Buy Aditya Birla Fashion & Retail Ltd For Target Rs. 230 - Emkay Global Financial Services
ABFRL’s board has approved the demerger of its Madura business into a new entity – ABLBL, upon the requisite regulatory approvals over the next 9-12 months. In our view, this move should unlock value through better capital allocation and improved investor interest for the two businesses individually. Post de-merger, ABFRL plans to raise Rs25bn in the remnant entity, to support growth/debt reduction, while new entity ABLBL should generate healthy cash flows. Debt allocation of Rs10bn to ABLBL (33% of overall debt) is in line with its asset mix and regulatory conditions. ABLBL has a strong track-record of delivering low-teens earnings CAGR along with a healthy return profile of 25- 30%, and the demerger has potential to drive a ~15% re-rating. But remaining businesses (Value Retail + Ethnic + D2C + Luxury) will need investments in the near term. We remain conservative and retain REDUCE on ABFRL; we will watch for margin gains in the remnant entity before turning constructive on the stock.

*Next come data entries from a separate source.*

PR #10105, opened 2021-05-03
Update EG to 1.16.11

XVincentX:
It also changes the base imge to node 12﻿

### DIFF
--- a/library/express-gateway
+++ b/library/express-gateway
@@ -1,7 +1,7 @@
 Maintainers: The Express-Gateway Team <info@express-gateway.io> (@express_gateway)
 GitRepo: https://github.com/ExpressGateway/docker-express-gateway.git
 
-Tags: 1.x, 1.16.x, 1.16.10, latest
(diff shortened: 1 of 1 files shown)


library/express-gateway
```diff
@@ -1,7 +1,7 @@
 Maintainers: The Express-Gateway Team <info@express-gateway.io> (@express_gateway)
 GitRepo: https://github.com/ExpressGateway/docker-express-gateway.git
 
-Tags: 1.x, 1.16.x, 1.16.10, latest
+Tags: 1.x, 1.16.x, 1.16.11, latest
 Architectures: arm64v8, amd64, i386, ppc64le, s390x
```
yosifkit, line 5: It seems that `node` images don't have `i386` support anymore. (cause of GitHub Actions failure)

XVincentX: Whoa, ok!

yosifkit:
Thanks for the quick responses!

PR #10132, opened 2021-05-06
consul: add 1.10.0-beta2

mikemorris:


yosifkit:
:confused: The older (unchanged) versions are failing to build with `Can't check signature: No public key`; did their signature files get updated and they also need the new key that the `1.10-beta2` image now has?

mikemorris:
Yep, that's exactly it @yosifkit - sorry for not catching that before opening the PR, just pushed a commit that should fix those now.

PR #10144, opened 2021-05-10
Add dart

athomas:
See also https://github.com/docker-library/docs/pull/1944 for the docs.

---

# Checklist for Review

    - https://github.com/dart-lang
    - language stack
    - https://github.com/docker-library/docs/pull/1944


yosifkit:
Is there a way the list of hard-linked libraries could be generated from `ldd` or something? I'd hate to miss one on a new release of dart and it will definitely be necessary once another architecture like `arm64v8` is added.  We don't allow separate Dockerfiles per architecture except for base images like Debian where they are `FROM scratch` and add a compressed `tar` file.

The `ARCH` and `PLATFORM` environment variables are not acceptable. These are both inherent to an image (part of the platform object in the OCI image index). To get the architecture within the image, `dpkg --print-architecture` is the most accurate. OS platform can just be hard-coded, since scraping "linux" from `/etc/os-release` would be longer than just using it and Linux-specific code anyway.

`CHANNEL` is rather generic for an environment variable name. This will leak down to users of the image, so something more specific like `DART_CHANNEL` might be desirable.

tianon:
To clarify, we're not suggesting you need to go multi-architecture right off the bat (although I think it would be really low effort), but that embedding `ARCH` and `PLATFORM` directly in the one place they're each used for now is a more acceptable intermediate step towards that, for very similar reasons to why we're suggesting that `CHANNEL` is a bit generic and you probably want to either embed that one too or choose a more descriptive name like `DART_CHANNEL`.

(I can't say for sure, but I imagine @yosifkit is also having the same :raised_eyebrow: moment I did after reading https://dart.dev/get-dart#linux which clearly claims "Supported architectures: x64, ia32, arm, arm64" but the documented channels for consumption and even this PR are still amd64-only.)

ABLBL: Improved capital allocation/investor interest offer re-rating potential
Madura Fashion and Lifestyle (ARR: Rs80bn), comprising lifestyle brands, casual wear brands, sportswear, and innerwear business, will be transferred to the newly de-merged entity – Aditya Birla Lifestyle Brands (ABLBL). ABLBL’s portfolio has potential to deliver mid-teens EBITDA CAGR in the medium term, with a healthy ROCE profile of 25-30%. It generates ~70% value for our overall SOTP, at 22x FY26E EBITDA. We believe this business has scope for a re-rating, with improved capital allocation and investor interest. Good growth businesses similar to ABLBL trade at ~30x EBITDA vs. 22x that we assign to ABLBL in the overall SOTP; this provides a potential re-rating of ~20% in ABLBL or ~15% in overall SOTP.
Post-demerger ABFRL: Capital infusion to fund growth; focus on consolidation
The value retail, ethnic wear portfolio and other luxury/digital brands will be retained by the existing ABFRL (ARR: Rs70bn). It is likely to raise growth capital of Rs25bn for infusing strength into the balance sheet to take care of growth prospects. Pantaloons currently contributes almost the entire value for this segment, at ~30% to the overall SOTP, as we largely value the Ethnic and D2C business at cost. After a series of acquisitions, ABFRL’s focus is on consolidation and driving more value in the existing business segments
Analyst Call KTAs:
1) Promoters remain committed to participate in the Rs25bn equity raise, and funds are likely to be used for growth/debt repayment. Preference for growthrelated allocation will be in this order: Ethnic-wear, Value Retail and, then, Luxury. 2) The TCNS merger is a pre-condition to this scheme, and Management expects the merger process to close within the next 4 months. The current demerger is expected to be completed within 9-12 months. 3) All segments are run by separate CEOs and Management is likely to analyze & announce an appropriate management structure for the two entities in the next 6-12 months. 4) ABLBL, with its better return profile, is likely to eliminate debt over the next 2/3 years. 5) The post-demerger ABFRL debt of Rs20bn includes Rs15bn of long-term debt, with the balance being short-term debt.